PR #2896, opened 2019-01-16
Cache resource path lookups in girder mount.

manthey:
Resource path lookups hit the mongo database.  This caches them for up to 1 second.  A longer cache duration could be useful if we implemented a cache invalidation method, but this is a simple first improvement.

### DIFF
--- a/girder/cli/mount.py
+++ b/girder/cli/mount.py
@@ -100,9 +100,14 @@ class ServerFuse(fuse.Operations):
             else:
                 logger.debug('<- %s (length %d) %r', op, len(ret), ret[:16])
 
+    _getPathCacheMaxEntries = 100
+    _getPathCacheExpiryDuration = 1  # seconds
+    _getPathCache = {}
+
     def _getPath(self, path):
         """
-        Given a fuse path, return the associated resource.
+        Given a fuse path, return the associated resource.  This uses a simple
+        cache to avoid repeated lookups.
 
         :param path: path within the fuse.
         :returns: a Girder resource dictionary.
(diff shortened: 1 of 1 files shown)


girder/cli/mount.py
```diff
@@ -112,18 +117,30 @@ def _getPath(self, path):
...
+            resource = cacheEntry['result']
+            cacheEntry['hits'] += 1
+        else:
+            try:
+                # We can't filter the resource, since that removes files'
+                # assetstore information and users' size information.
+                resource = path_util.lookUpPath(
+                    path.rstrip('/'), filter=False, force=True)
+                if len(self._getPathCache) > self._getPathCacheMaxEntries:
+                    self._getPathCache.clear()
```
zachmullen: LRU behavior is probably preferable, but would require an additional data structure, so might not be worth the complexity.

Is there a reason not to make use of the cache utils present in Girder core?

manthey: Sure, LRU with TTL would be nicer, but this is simple and sufficient. 

I didn't use the dogpile Memory backend because it seemed like it was more complex, and, also, I don't think it would have a virtue to allow it to use a non-memory backend.

zachmullen: This is fine, as long as a sawtooth performance pattern is acceptable for users.

My one concern would be whether this behavior is sensible as a default, or whether this is something that should be configurable (e.g. env vars).

Do you have any measurements of the performance gain for your use cases?

danlamanna: > I don't think it would have a virtue to allow it to use a non-memory backend.

Like what?

manthey: It saves 10-11ms per served tile in one test using large_image.

manthey: Looking into using dogpile a bit further: 

One could add:
```
from dogpile.cache import make_region

_getPathCache = make_region().configure(backend='dogpile.cache.memory', expiration_time=1)

class ServerFuse ...

    @_getPathCache.cache_on_arguments()
    def _getPath(self, path):
        ...
```
which works.  But, dogpile's memory backend has [caveats](https://dogpilecache.sqlalchemy.org/en/latest/api.html):

"There is no size management, and values which are placed into the dictionary will remain until explicitly removed. Note that Dogpile’s expiration of items is based on timestamps and does not remove them from the cache."

which seem like a big enough issue not to use it out-of-the-box.

zachmullen: I guess it's too much to ask for a caching library to implement basic eviction policies in one of its core backends...

manthey: Others have discussed using cachetools with dogpile ([see here](https://bitbucket.org/zzzeek/dogpile.cache/pull-requests/32/add-a-cachetools-lru-lfu-in-memory-backend/diff)), but that went nowhere.  Since then dogpile.cache has been moved to sqlalchemy's organization and nothing changed.

brianhelba: I'm concerned that we're starting on the path to implementing and being forced to maintain a new Girder-specific code stack for what should be delegated to a mature upstream library. If the "cache" was just a global dict, then perhaps it wouldn't be worthwhile to pull in heavier dependencies, but even this implementation has eviction policies, size limits, etc. I suspect that we'll want even more sophistication and usage of caching in the future, leading to a situation where Girder's Python client and Python server have totally divergent caching technology.

If a well-established upstream library is lacking a necessary feature, I don't think the first-line solution should be to re-implement the entire system from scratch. We should probably implement a new Dogpile backend with the necessary feature(s), and perhaps publish it in a separate package / repo, so all of our projects (and even other external users) can benefit.

manthey: As always, there is a balance -- There are greater costs in developing things for other libraries.

How does dogpile's backend managing multi-threading, for instance?  Here, I am using a simple dictionary with specific access methods and can see at a glance that it will be robust in a multi-threaded environment without locks (assuming cpython, of course).  I know you can use a lock with dogpile, but acquiring and releasing a lock has a time cost, too.

We added dogpile specifically to try to offload caching behavior to an upstream library, but I don't observe that anything has actually used it since.  Were we premature in selecting it?  Should we have gone with plain cachetools instead?  If so, that requires using locks for thread safety which then involves local code anyway.

If we are trying to reduce maintenance burden, adding another repo is more cognitive burden.  This is worth it if it gets used multiple places but not if it ends up only being used by one spot in one project.

zachmullen: We shouldn't need to use locks for an in-memory cache implementation with cpython; even if we need to implement synchronized data structures, I think doing so in a way that we are confident does not release the GIL would be fairly straightforward. I tend to agree that the desire for caching utilities is general enough that we should create / leverage a more central solution instead of ad hoc versions all over the place (especially since we already kind of have an API for this in core). I would find it hard to believe if we had to implement LRU behavior ourselves rather than using a third party library, but if that's the case I'd have fun creating that abstraction.

manthey:
As a commentary on why caching in some form would be helpful: the openslide library is doing a getattr call on a file each tile it extracts a region (for large_image, a tile).  I've isolated it to the openslide C library itself.  Within a girder mount, getattr is passed the fuse file path, which is a Girder resource path.  This path is queried via girder (and hence via Mongo) to get the associated item and its attributes (size and date, for instance).

manthey:
There are more modern ways to do this.  Closing -- it may come back under a different form.

PR #2898, opened 2019-01-18
Set the static root at JS build time

brianhelba:
This is a follow-up to #2893:
> The base URL where static assets are served (known in Webpack as the `publicPath`) was never designed to be determined at Javascript runtime. While Webpack includes a limited tool (the magic `__webpack_public_path__` variable) to defer setting `publicPath` within the Webpack config, it intractably breaks several types of asset loading to try to set this value at JS runtime (as opposed to just within the JS build process).
>
> Previous attempts to work around this are summed up within the code comment:
>> `publicPath` would normally be set in the Webpack config file, but is not known at compile time. Note that in theory, an ES6-style import of a file asset that occurred earlier in the import resolution sequence than this module could fail to have its `publicPath` set at all, but the typical style rules for ordering ES6-style imports ensure that this module will be loaded very early in the import sequence. However, if `App` startup code modifies the `staticRoot`, then any ES6-style imports will probably have the incorrect path. Ultimately though, most file asset imports will occur in Pug files via require-style imports, which happen at runtime, so they will always succeed.
>
> However, as mentioned in the comment, the previous strategy did not work for some types of asset imports. Worse, it fundamentally broke using the Girder JS code with any other build system (which would not expect an attempt to set `__webpack_public_path__` at runtime), making it impossible to reuse Girder's client components in externally-built projects or to modernize external projects with non-Girder build systems.

This PR now causes `girder build` to pass the static root (as determined by the Girder database setting) to Webpack at build time.

The ability to set the static root at JS run time (via the `setStaticRoot` API or via a `<div id="g-global-info-staticroot">`) has been removed.

Finally, the `girder.utility.server.getStaticRoot` method has been changed to return an absolute URL. This is necessary, since when Webpack's `publicPath` is a relative URL, assets referenced within CSS files (e.g. some of the JSON metadata editor assets) are incorrectly resolved relative to the referring file.

### DIFF
--- a/docs/migration-guide.rst
+++ b/docs/migration-guide.rst
@@ -159,6 +159,19 @@ place (in the Girder python package) in both development and production installs
 The built assets are installed into a virtual environment specific static path
 ``{sys.prefix}/share/girder``.
 
+Static root is required during web client build
+^^^^^^^^^^^^^^^^^^^^^^^^^^^^^^^^^^^^^^^^^^^^^^^
+The static root, indicating the base URL where web client files are served from,
+is now required when the web client is built. The primary implication is that if the static root
+setting is changed, the web client must be immediately rebuilt. Also, note the API changes:
+
+* In the web client, ``girder.rest.staticRoot``, ``girder.rest.getStaticRoot``, and
+  ``girder.rest.setStaticRoot`` have been removed
+* The ability to set the web client static root via the special element
+  ``<div id="g-global-info-staticroot">`` has been removed
+* In the server, the ``girder.utility.server.getStaticRoot()`` function now returns an absolute path
+  unless set otherwise (which is not recommended).
+
 Server changes
 ++++++++++++++
 
--- a/girder/web_client/test/testEnv.pug
+++ b/girder/web_client/test/testEnv.pug
@@ -8,7 +8,6 @@ html(lang='en')
 
   body
     #g-global-info-apiroot.hide %HOST%#{apiRoot}
-    #g-global-info-staticroot.hide %HOST%#{staticRoot}
 
     each js in jsFiles
       script(src=js)
--- a/girder/cli/build.py
+++ b/girder/cli/build.py
@@ -29,6 +29,7 @@ import six
 
 from girder.constants import STATIC_ROOT_DIR
 from girder.plugin import allPlugins, getPlugin
+from girder.utility.server import getStaticRoot
 
 # monkey patch shutil for python < 3
 if not six.PY3:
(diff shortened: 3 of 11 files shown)


brianhelba:
Note that if the static root is changed via the web GUI and the web client is not immediately rebuild, then the web client will break until an administrator with shell access runs `girder build`.

docs/migration-guide.rst
```diff
@@ -159,6 +159,19 @@ place (in the Girder python package) in both development and production installs
 The built assets are installed into a virtual environment specific static path
 ``{sys.prefix}/share/girder``.
 
+Static root is required during web client build
+^^^^^^^^^^^^^^^^^^^^^^^^^^^^^^^^^^^^^^^^^^^^^^^
+The static root, indicating the base URL where web client files are served from,
+is now required when the web client is built. The primary implication is that the static root
```
jcfr: `The primary implication is that the static root` 
->
`The primary implication is that if the static root`

brianhelba: Will fix.

girder/web_client/test/testEnv.pug
```diff
@@ -8,7 +8,6 @@ html(lang='en')
 
   body
     #g-global-info-apiroot.hide %HOST%#{apiRoot}
-    #g-global-info-staticroot.hide %HOST%#{staticRoot}
```
zachmullen: This may be the reason all the web client tests are failing. We could just hard code for the test environment.

zachmullen:
I have an editable install of Girder locally, but updates I make to the web client files do not show up when I run `girder build && girder serve`, leading me to believe the paths aren't set up correctly. Here's the invocation:

```
grunt "--static-path=/Users/zach/.virtualenvs/girder/bin/../share/girder/static" "--static-url=/static" "--no-progress=false" "--env=prod"
```

Any idea what's wrong?

girder/web_client/test/testEnv.pug
brianhelba: This `<div>` should now be meaningless. The value of `/static` just needs to be provided to Webpack, which it ostensibly is.

I haven't had a chance to figure out why the tests actually are failing though.

brianhelba:
@zachmullen The failure was due to `updateWebpackConfig` clobbering the `output.filename` option. This fixed by [the subsequent commit](https://github.com/girder/girder/pull/2898/commits/da3465c22c2a3040a5513de9176a681184407001).

@girder/developers All tests are now passing, and this is ready for final review.

PR #2899, opened 2019-01-21
Split the core web client into its own package.json

brianhelba:
This will allow the code within the core web client to be published and reused by other projects with different build systems.

### DIFF
--- a/docs/development.rst
+++ b/docs/development.rst
@@ -455,18 +455,21 @@ should be done:
 
        npm install -g 'npm@>=5.6'
 
-2. Update ``dependencies`` or ``devDependencies`` in ``girder/web_client/package.json.template``
-   to add a new *abstract* specifier for the package:
+2. Update ``girder/web_client/package.json.template`` or ``girder/web_client/src/package.json`` to
+   add a new *abstract* specifier for the package:
 
-  * Packages that are bundled into the web client should generally use the
+  * Packages that are bundled into the web client must be listed under the ``dependencies`` field
+    of ``girder/web_client/src/package.json`` and should generally use the
     `tilde range <https://www.npmjs.com/package/semver#tilde-ranges-123-12-1>`_
     to specify versions.
-  * Packages that are part of the build or testing process should generally use the
+  * Packages that are part of the build or testing process should be listed under either the
+    ``dependencies`` or ``devDependencies`` fields of ``girder/web_client/package.json.template``
+    and should generally use the
     `caret range <https://www.npmjs.com/package/semver#caret-ranges-123-025-004>`_
     to specify versions.
 
-If updating node libraries related to linting or documentation, you should instead modify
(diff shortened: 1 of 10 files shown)


docs/development.rst
```diff
@@ -455,18 +455,21 @@ should be done:
...
        npm install -g 'npm@>=5.6'
 
-2. Update ``dependencies`` or ``devDependencies`` in ``girder/web_client/package.json.template``
-   to add a new *abstract* specifier for the package:
+2. Update ``girder/web_client/package.json.template`` or ``girder/web_client/src/package.json`` to
+   add a new *abstract* specifier for the package:
 
-  * Packages that are bundled into the web client should generally use the
+  * Packages that are bundled into the web client must be listed under the ``dependencies`` field
+    of ``girder/web_client/src/package.json`` and should generally use the
```
zachmullen: Should this now just be done with the `npm add` command?

brianhelba: There is no `npm add`, just an `npm install --save`. We don't want that, because there's no need to create a `node_modules` or `package-lock.json` within the `girder/web_client/src/` directory, which the command will always do. Since we don't need the functionality to keep those things in sync, hand-editing the file is going to be much easier than working with the statefulness of `npm install`.

zachmullen: Makes sense, thanks.

brianhelba:
@girder/developers I'm having trouble reproducing the failing tests locally.

zachmullen:
The `girder build --dev` command fails silently (which is a separate bug).

screen shot 2019-01-22 at 8 45 46 am

girder/web_client/grunt_tasks/webpack.config.js
```diff
@@ -19,12 +19,9 @@
  * the DllPlugin for dynamic loading, each individual bundle has its own config options
  * that can extend these.
  */
-var path = require('path');
```
zachmullen: This line needs to be restored

brianhelba:
@zachmullen For some odd reason, [another build of the same code](https://circleci.com/gh/girder/girder/16752) (missing the `require('path')`), had the build step succeed without that error.

I've just fixed that particular issue, which was introduced when I fixed an issue with my original definition for `loaderPaths`.

At this point, even with the fix, the build is still failing. I'll continue to investigate, but again, any help is appreciated.

brianhelba:
I've managed to fix an issue affecting test loading. Without this fix, the build works for normal usage, but not most tests.

However, the tests still seem to be broken on the "integrationTests" builds. I'm investigating now to see what's different about that environment to cause the web client build to be different (`girder_lib.min.js` is a smaller size when built in that environment).

brianhelba:
I think the problem is that the machine executors on CircleCI are using NodeJS 6. Upgrading to Node 10 seems to fix the build.

brianhelba:
@girder/developers Tests are now all passing.

PR #2904, opened 2019-01-23
Add a fixture to create a server with an exposed port.

manthey:
This will have a new exposed port per instance.  It does not spawn a process.

The main expected utility of this is to do pytest with a running girder-worker so we can get results back from girder-worker.

This supercedes PR #2760, though it is not an exact replacement.  Rather, this still runs in the same process so it has less isolation and less overhead than #2760.


pytest_girder/pytest_girder/fixtures.py
```diff
@@ -130,9 +138,40 @@ def server(db, request):
...
+def server(db, request):
+    """
+    Require a CherryPy embedded server.
+
+    Provides a started CherryPy embedded server with a request method for
+    performing local requests against it. Note: this fixture requires the db
+    fixture.
+    """
+    for server in _yieldServer(request):
+        yield server
```
zachmullen: Is the loop necessary, doesn't `_yieldServer` only yield a single thing?

pytest_girder/pytest_girder/fixtures.py
```diff
@@ -130,9 +138,40 @@ def server(db, request):
...
+
+    Provides a started CherryPy server with an exposed port and a request
+    method for performing local requests against it. Note: this fixture
+    requires the db fixture.  The returned value has an `exposedPort` property
+    identifying where the server can be reached.  The server can then be
+    accessed via http via an address like
+    `'http://127.0.0.1:%d/api/v1/...' % exposedServer.exposedPort`.
+    """
+    for server in _yieldServer(request, exposePort=True):
+        yield server
```
zachmullen: Same here?

pytest_girder/pytest_girder/fixtures.py
manthey: Somehow, pytest doesn't actually do things correctly unless the pytest.fixture uses the yield keyword itself.  Pythonically, `return _yieldServer(request)` works, but pytest doesn't work for me when I do that.  Maybe I'm missing something.

zachmullen: What about `yield _yieldServer(request)`?

manthey: That returns a generator of a generator not a generator itself.

manthey: And `next(_yieldServer(request))` never calls the cleanup code of _yieldserver since it doesn't ask for the final (non existent) element.

zachmullen: Hm, carry on then!

manthey: One could do:
```
server = _yieldServer(request)
yield next(server)
next(server)
```

pytest_girder/pytest_girder/fixtures.py
```diff
@@ -130,9 +138,40 @@ def server(db, request):
...
+    Provides a started CherryPy embedded server with a request method for
+    performing local requests against it. Note: this fixture requires the db
+    fixture.
+    """
+    for server in _yieldServer(request):
+        yield server
+
+
+@pytest.fixture
+def exposedServer(db, request):
```
zachmullen: Maybe `boundServer` would be a better name?

manthey: Renamed.

manthey:
@zachmullen I renamed the fixture, so you'll need to approve this again.

PR #2908, opened 2019-01-24
Include web client fonts via an npm package, instead of a Webpack plugin

brianhelba:


brianhelba:
For reference, I chose to reference this file within `App.js` because:
* The `Open Sans` fonts are referenced via `global.styl`, which itself is referenced within `App.js`
* All other global CSS rules (for Boostrap, etc.) are referenced within `App.js`

PR #2909, opened 2019-01-24
Distribute Fontello files via an npm package

brianhelba:


brianhelba:
This still needs documentation on the update and release process for `@girder/fontello`, but I'd like to get feedback from @girder/developers that this is a good idea at all.

jbeezley:
The effectively reverts https://github.com/girder/girder/pull/1550, which removed grunt-fontello due to how many problems we had with it.  I don't recall all of the details, but it resulted frequently failing builds.  I'm fine with trying it again to see if it is better now, but we should be prepared to change back if necessary.

brianhelba:
@jbeezley Not quite. The difference is that we run `grunt-fontello` once, as part of the build step of `@girder/fontello`, then we push the resulting font files to npm. `@girder/core` (or really `@girder/meta-build` will fetch the font files via `npm install`. Compared to the current system, this has the advantage of using npm's CDN instead of `data.kitware.com` and a much simpler installation process.

jbeezley:
Oh, I see.  Yes, this is better.

brianhelba:
@jbeezley I've added a `README.md` file to the new `@girder/fontello` package. Can you QA it and re-review?

brianhelba:
Fixed spelling issues in README.

PR #2911, opened 2019-01-25
Remove already-deprecated support for "path" parameter in restRequest

brianhelba:
* Fix an outdated usage of restRequest arguments
* Remove already-deprecated support for "path" parameter in restRequest

### DIFF
--- a/docs/migration-guide.rst
+++ b/docs/migration-guide.rst
@@ -139,6 +139,9 @@ Other backwards incompatible changes affecting plugins
         def load(self, info):
             ModelImporter.registerModel('job', Job, 'jobs')
 
+* In the web client, ``girder.rest.restRequest`` no longer accepts the deprecated ``path``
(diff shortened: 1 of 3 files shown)


docs/migration-guide.rst
```diff
@@ -139,6 +139,9 @@ Other backwards incompatible changes affecting plugins
         def load(self, info):
             ModelImporter.registerModel('job', Job, 'jobs')
 
+* In the web client, ``girder.rest.restRequest`` no longer accepts the deprecated ``path``
```
zachmullen: We should put this under a new heading for web client changes

brianhelba: @zachmullen I agree, but can we do this in another PR for reorganizing the migration guide? Right now, this change belongs under "Other backwards incompatible changes affecting plugins" as much as changes to mail template detection, etc.

PR #2912, opened 2019-01-25
Replace Javascript imports of "girder" with "@girder/core"

brianhelba:
* Replace Javascript imports of "girder" with "@girder/core"
* Document the change of "girder" to "@girder/core"
* Update the client to only use the "girder": "@girder/core" alias for plugins

Since the npm package containing the Girder core Javascript code is now named `@girder/core`, all internal references should use this new name. Otherwise, third party packages which depend on `@girder/core` will fail to build it without adding their own alias rules.

However, note that for now, the rule aliasing `girder` to `@girder/core` remains in place for plugins, making this a deprecation and not a breaking change for downstreams. New Javascript code within core Girder will have to use the new syntax, which is intended.

Considering that downstream plugins already have to change the JS import syntax for other plugins, perhaps it's better to force all of the changes at once in the Girder 3 release, in which case we should remove the alias for plugins now too.

### DIFF
--- a/girder/web_client/grunt_tasks/build.js
+++ b/girder/web_client/grunt_tasks/build.js
@@ -282,6 +282,12 @@ module.exports = function (grunt) {
             module: {
                 rules: [babelRule]
             },
+            resolve: {
+                alias: {
+                    // This is deprecated, but kept in place for compatibility
+                    'girder': '@girder/core'
+                }
+            },
             plugins: [
                 new webpack.DllPlugin({
                     path: path.join(grunt.config.get('builtPath'), 'plugins', name, 'plugin-manifest.json'),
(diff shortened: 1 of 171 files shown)


brianhelba:
@girder/developers Can someone please review this?

girder/web_client/grunt_tasks/build.js
```diff
@@ -282,6 +282,12 @@ module.exports = function (grunt) {
             module: {
                 rules: [babelRule]
             },
+            resolve: {
+                alias: {
+                    // This is deprecated, but kept in place for compatibility
+                    'girder': '@girder/core'
```
zachmullen: Does this mean this is not actually a breaking change?

brianhelba: Not for downstream plugins.

zachmullen: Sorry, you're saying it *is* breaking for downstream plugins, or it's *not*?

brianhelba: However, as noted, we might want to intentionally make this a breaking change, if we decide that the 2->3 release is a more opportune time to require that downstreams start using the 'correct' core package name (since they're already changing plugins).

PR #2913, opened 2019-01-26
Fix warnings for deprecated "Collection.remove" PyMongo method

brianhelba:
The `Cursor.count` method is also deprecated, but that will be significantly more work to resolve.


brianhelba:
@girder/developers Can someone please review this?

PR #2914, opened 2019-01-27
[WIP] Support web client tests in external plugins

zachmullen:
As of 4e5436b, the following test in core now works:

```python
import os
import pytest
from girder.constants import PACKAGE_DIR
from pytest_girder.utils import runWebClientTest


@pytest.mark.parametrize('spec', [
    'versionSpec.js'
])
def testWebClient(spec):
    runWebClientTest(os.path.join(PACKAGE_DIR, 'web_client', 'test', 'spec', spec))
```

I don't know if it's within scope of this PR to destroy the CTest-harnessed web client testing infrastructure, but I'd be happy to do so. That would involve rethinking how to divide up our tests across CircleCI slots.


zachmullen:
On second thought, I don't want to try to destroy the CTest infrastructure on this PR, it would be a pretty big undertaking and probably not worth it.

zachmullen:
I created a [minimal test plugin](https://data.kitware.com/#item/5c4f575d8d777f072b1b52d2) to demonstrate this working. If you install the pytest-girder package from this branch, the following should work:

```bash
cd test-webclient
pip install -e .
girder build --dev
pytest
```

pytest_girder/pytest_girder/utils.py
```diff
@@ -1,16 +1,28 @@
...
 
+from girder.api import access
+from girder.api.describe import describeRoute, Description
+from girder.api.rest import Resource
+from girder.constants import ROOT_DIR, registerAccessFlag
+from girder.exceptions import RestException
+from girder.models.folder import Folder
+from girder.models.upload import Upload
+from girder.plugin import getPlugin
+from girder.utility.progress import ProgressContext
```
jbeezley: In the past, we had to put girder imports inside functions in pytest_girder otherwise the coverage numbers were incorrect.  Is this still the case?

pytest_girder/pytest_girder/fixtures.py
```diff
@@ -77,70 +74,18 @@ def db(request):
         pymongo.MongoClient = realMongoClient
 
 
-def _findFreePort():
-    with contextlib.closing(socket.socket(socket.AF_INET, socket.SOCK_STREAM)) as sock:
-        sock.bind(('', 0))
-        return sock.getsockname()[1]
+def _getPluginsFromMarker(request, registry):
+    plugins = []
```
jbeezley: What is this for?

zachmullen: It's a helper function for extracting the enabled plugins from pytest markers on a node

jbeezley: Oh, I see.  The diff is split.  I just saw this line and was confused.

jbeezley:
I don't really like putting this here because it adds to the confusion between unit and end to end tests.  I think much of the intent in the movement to pytest was to simplify what our tests do and to make them more "unit-like".

Part of me wants to insist on this being moved to a different python package, but I'm also uncomfortable adding new packages before we have automated releases built into CI.  As a compromise, I would suggest that anything related to web client testing should be moved to a new file to make the distinction more clear.

pytest_girder/pytest_girder/utils.py
jbeezley: You won't see it in a plugin.  This issue is that the import is executed *before* pytest starts tracking coverage.  Then when the test infrastructure to started up and these packages are imported by core, the cached module prevents the top-level code (and anything executed as a side-effect) from showing up as covered.

zachmullen: Is this a documented limitation of pytest-cov? It seems like a pretty big hassle...

jbeezley: Not really, we just have a weird use case.  We are using the library we are testing inside a pytest plugin that we are using to test it.

jbeezley: We might be able to get around it by adding global fixture that deletes `sys.modules['girder']` before running the test.  I'm not sure what other consequences this might have.

zachmullen:
> think much of the intent in the movement to pytest was to simplify what our tests do and to make them more "unit-like".

Another major reason for this switch was to move away from CTest as a harness, which is what this PR is about. This package makes the most sense *right now* as the place for meeting the downstream needs of end-to-end web client testing that *right now* is the norm.

I'm happy to put the web client test code in a separate module in pytest_girder, and certainly happy to have it go away in the future. I'd prefer not to have to deal with the associated overhead of having a separate package for this. I think once we finally reach a world where we realize the ideal of more lightweight testing, pytest_girder will be changed a great deal anyway, as a reflection of changes to Girder itself.

pytest_girder/pytest_girder/utils.py
zachmullen: Oh I see, so this pattern would only be necessary for stuff in `pytest_girder`, not in the test files themselves. I'm fine with that, I will change these back.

### INSTRUCTIONS FOR THE TASK
Write out again, exactly, the lines from the start of the entries up to and including the one with "--- a/girder/cli/mount.py". Nothing else belongs in the reply.

### ANSWER TO THIS TASK
PR #2896, opened 2019-01-16
Cache resource path lookups in girder mount.

manthey:
Resource path lookups hit the mongo database.  This caches them for up to 1 second.  A longer cache duration could be useful if we implemented a cache invalidation method, but this is a simple first improvement.

### DIFF
--- a/girder/cli/mount.py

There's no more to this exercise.